More judicial accountability is welcome
Inscribed on the seal of the Tennessee judiciary is a Latin phrase that translates, “Let justice be done though the heavens fall.” Those who have heard recent statements emanating from Nashville might be forgiven for thinking the recent sunsetting of the Tennessee Judicial Nominating Commission may lead to exactly that — the heavens, or at least our state’s judiciary, falling. Instead, the noises are just the dying declarations of the members of an unelected and therefore unaccountable board decrying the loss of their privileged place in Tennessee’s judicial selection process.
For the average Tennessean, the commission’s demise is a welcome step toward creating a more transparent and politically accountable process for choosing Tennessee’s judges.
The Judicial Nominating Commission was composed of 17 members, mostly lawyers representing particular interest groups.

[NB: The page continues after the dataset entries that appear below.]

PR #495, opened 2015-05-27
Propagate return values alongside the data

barbalberto:
Each value broadcasted inside the stateExt port is paired with a boolean flag telling if the value is valid or not.
The flag will be set to true if the corresponding getXXX function in the remote device driver was succesful or false otherwise.
In this way if the user application tries a getMotorAcceleration and the robot/simulator does not implement this function (or it fails somehow) the return value in the user application will be false.
Right now, since all broadcasted values are always available the return value was always true but I think this is not correct.
This will re-establish the same behaviour of the former version of yarp without the stateExt.


lornat75:
This change looks ok to me.

randaz81:
now getEncoders() returns false and yarpmotorgui does not open anymore... please test before merge!  (and add a test case on the return values in the test suite...)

These deeply interested individuals were responsible for selecting a list of nominees to fill judicial vacancies in Tennessee’s trial and appellate courts. The law required the governor to select one of the commission’s nominees.
As in any system that becomes captured by special interests, backroom political deals often governed the selection of nominees to the detriment of the interest of the average Tennessean in the fair and impartial administration of justice.

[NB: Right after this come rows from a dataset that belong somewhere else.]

PR #497, opened 2015-06-01
Refreshed documentation

lornat75:
Still need to update the page "dependencies". We need to update the instructions as soon as we release the new binaries.

@drdanz


drdanz:
@lornat75 Thanks!

lornat75:
We are still missing the MacOS page :) any volunteer? @francesco-romano  :)

vtikha:
Why not do a similar documentation as the one I had done for the [wiki](http://wiki.icub.org/wiki/Homebrew_Mavericks)? 
It should be straightforward to transfer right?

kt10aan:
There is also this one in the wiki, that is up-to-date: [Homebrew](http://wiki.icub.org/wiki/Homebrew)

lornat75:
Of course the idea is to bring in the documentation from the iCub wiki related to YARP (this is what I have done myself). Which one of the two you suggest is the one more appropriate?

For consistency I also suggest to follow the same structure of the page I have uploaded.

kt10aan:
The two pages are similar, with the only difference being that [this one](http://wiki.icub.org/wiki/Homebrew) is more up to date.

In order to follow the same structure as the one you uploaded, the dependencies should be put on a different page?

lornat75:
uhm, no. In the Linux/Windows installation pages I put self-consistent installation instructions that when possible do not include compilation of dependencies (because they are available as precompiled packages). If for MacOS the situation is different feel free to add compilation instructions for dependencies. I hope I made myself clear.

vtikha:
@kt10aan Well not quite, the page you are referring to is missing some parts. Anyway, this is not a competition :-) We should take into account & merge both pages while creating the documentation.

kt10aan:
@vtikha I actually came across the wiki/Homebrew_Mavericks page a few days ago.. talking about double effort :D. Merging them is the best solution (Notably, the wiki/Homebrew page is missing the command line tools installation and the Qt5_DIR part.) Actually we should have merged them from the start

A couple of questions:
- Why you suggest to install wget? I never had to in order to install/compile anything in Homebrew (and YARP)
- GDK PIXBUF is for the GTK GUIs. Is it fixing something? (I haven't used the GTK guis on OS X for ages...). Or is it for that annoying bug on the iCubSIM?

Finally,  ```open -a TextEdit .bash_profile``` ...?? You are being mean to OS X users, I think they can use vim, emacs or at least nano :D:D

vtikha:
@kt10aan 
- wget was to give the opportunity to users to get sources (eg opencv) and compile it by hand, as one might need custom cmake flags.
- This could be removed as we are now fully on QT5. Hence important lack in Homebrew page. 
- 'open -a TextEdit .bash_profile' is an example and can be changed in order to use any editor. This is not a personal choice but since TextEdit is there by default it was chosen as per various beginner user requests. Plus you can notice that the step by step instructions are very detailed for this very reason.

kt10aan:
@vtikha The point you made about qt5 reminded me that the homebrew yarp formula has to be also updated upon the next yarp release. As it is now, it lists gtk as a hard dependency and doesn't mention qt5 at all.
My point about TextEdit was a joke :D (I honestly haven't opened TextEdit since 10.2!). 
And indeed your instructions were extremely detailed :)

francesco-romano:
@vtikha there is `curl` by default installed.

lornat75:
Added temporary link to http://wiki.icub.org/wiki/MacOSX:_installation

@vitkha: who can I assign to this task for MacOS so we move installation instructions from the wiki to the yarp documentation?

vtikha:
@lornat75, I will take care of it and commit it as soon as I can.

Though Republicans are now ascendant in Nashville, frustration with the commission is decidedly bipartisan. Democratic former governor Phil Bredesen had to take the commission to court after it tried to force him to appoint a nominee it favored but he did not. The result was a Tennessee Supreme Court opinion that found that the commission — a body charged with nominating those whose job it is to uphold the law — had itself acted illegally. Clearly, the system needs reform.
This past legislative session, the General Assembly proposed that reform. In 2014, Tennessee voters will go to the polls and decide whether to ratify a constitutional amendment changing Tennessee’s judicial selection process. Rather than using an unelected, lawyer-dominated commission to pick judges, Tennessee would use a system resembling the one set forth in the U. S. Constitution.

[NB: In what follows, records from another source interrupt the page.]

PR #500, opened 2015-06-07
added IRemoteVariables interface

randaz81:
the interface is composed by the following methods:
* virtual bool getRemoteVariable(yarp::os::ConstString key, yarp::os::Bottle *val) = 0;
* virtual bool setRemoteVariable(yarp::os::ConstString key, const yarp::os::Bottle val) = 0;
* virtual bool getRemoteVariablesList(yarp::os::Bottle* listOfKeys) = 0;
The advanced developer can use them to set/get internal variables which are not exposed by the remote device with a proper yarp interface.
This interface should be used for debug purposes only. To be NOT used in standard applications.


src/libYARP_dev/include/yarp/dev/IRemoteVariables.h
```diff
@@ -0,0 +1,68 @@
...
+{
+public:
+    /**
+     * Destructor.
+     */
+    virtual ~IRemoteVariables() {}
+
+    virtual bool getRemoteVariable(yarp::os::ConstString key, yarp::os::Bottle *val) = 0;
+
+    virtual bool setRemoteVariable(yarp::os::ConstString key, const yarp::os::Bottle val) = 0;
```
lornat75: const usually goes with a reference, did you mean const yarp::os::Bottle &val ?

src/libYARP_dev/include/yarp/dev/IRemoteVariables.h
```diff
@@ -0,0 +1,68 @@
...
+ */
+class YARP_dev_API yarp::dev::IRemoteVariables
+{
+public:
+    /**
+     * Destructor.
+     */
+    virtual ~IRemoteVariables() {}
+
+    virtual bool getRemoteVariable(yarp::os::ConstString key, yarp::os::Bottle *val) = 0;
```
lornat75: Maybe we can use c++ reference yarp::os::Bottle &val

src/libYARP_dev/src/modules/ControlBoardWrapper/RPCMessagesParser.cpp
```diff
@@ -2081,6 +2089,22 @@ bool RPCMessagesParser::respond(const yarp::os::Bottle& cmd, yarp::os::Bottle& r
                             }
                             break;
 
+                            case VOCAB_VARIABLE:
```
lornat75: I prefer if these conditions are checked inside a handleIRemoteVariable function to reduce the size of the big switch case; this is how it was done for new interfaces (i.e. torque control mode etc)

randaz81:
All features requests committed. Merging..

PR #505, opened 2015-06-12
removed some printfs, replaced with proper logging functions

randaz81:
tested with win32 msvc12, using Travis CI  to check for typos on different target platforms


randaz81:
tested with win32 msvc12, using Travis CI  to check for typos on different target platforms

PR #509, opened 2015-06-15
IBattery interface

randaz81:
Includes:
* IBattery interface
* BatteryWrapper 
* BatteryClient 
* yarpbatterygui-qt


src/libYARP_dev/src/modules/BatteryClient/BatteryClient.cpp
```diff
@@ -0,0 +1,298 @@
...
+    {
+        av=deltaT/count;
+    }
+    av=av*1000;
+    mutex.post();
+}
+
+bool yarp::dev::BatteryClient::open(yarp::os::Searchable &config)
+{   
+    ConstString carrier = config.check("carrier", Value("udp"), "default carrier for streaming robot state").asString().c_str();
```
lornat75: some leftover from previous code...

lornat75:
Are you sure you need three ports? maybe an rpc port may be enough in this case?

Next time I would use a thrift definition file, it will save you from the trouble of writing all the code and will be easier to maintain!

The governor would nominate individuals to fill judicial vacancies subject to confirmation by the legislature. Should the governor appoint and the legislature approve a dud, Tennesseans will retain the right to remove the judge at regularly scheduled elections.
And in an important improvement over the commission system, the governor and legislators, who are directly accountable to the voters, can likewise be voted out of office for their bad judgment. Previously, even if the voters removed a judge, they had no recourse against the errant commission. That same commission would choose the nominees to replace the ousted judge.
As part of the reform process, the legislature decided to allow the commission to expire. Mem- bers of the commission recently have suggested that the next legislative session should revisit this decision. They question how Tennessee will select its judges in the interim period before Tennesseans vote on the proposed constitutional amendment and suggest that only they can truly guarantee that merit is the prime consideration in judicial appointments. They are mistaken.
In 2009, Tennessee’s legislature amended the judicial selection law to provide that the governor can appoint judges if, for any reason, the commission is unable to provide a list of nominees.
Thus, as Vanderbilt law professor Brian Fitzpatrick has noted, there is little risk that judicial vacancies will go unfilled before the 2014 elections.
Nor are Tennesseans dependent on the commission to discover merit. The current judicial selec- tion process originated in the 1970s. Under the prior systems, which did not involve a commission acting as a filter, Tennessee’s judges have included multiple future members of the Supreme Court of the United States and a future president, Andrew Jackson. Whatever one may say about merit, the commission does not have a monopoly in finding it.
The commission may be gone, but the work of Tennessee’s judges will continue. The heavens are not falling, only the profiles of those 17 unelected individuals once charged with selecting them. The legislature should let the commission rest in peace. The next group allowed to speak in this debate should be the voters.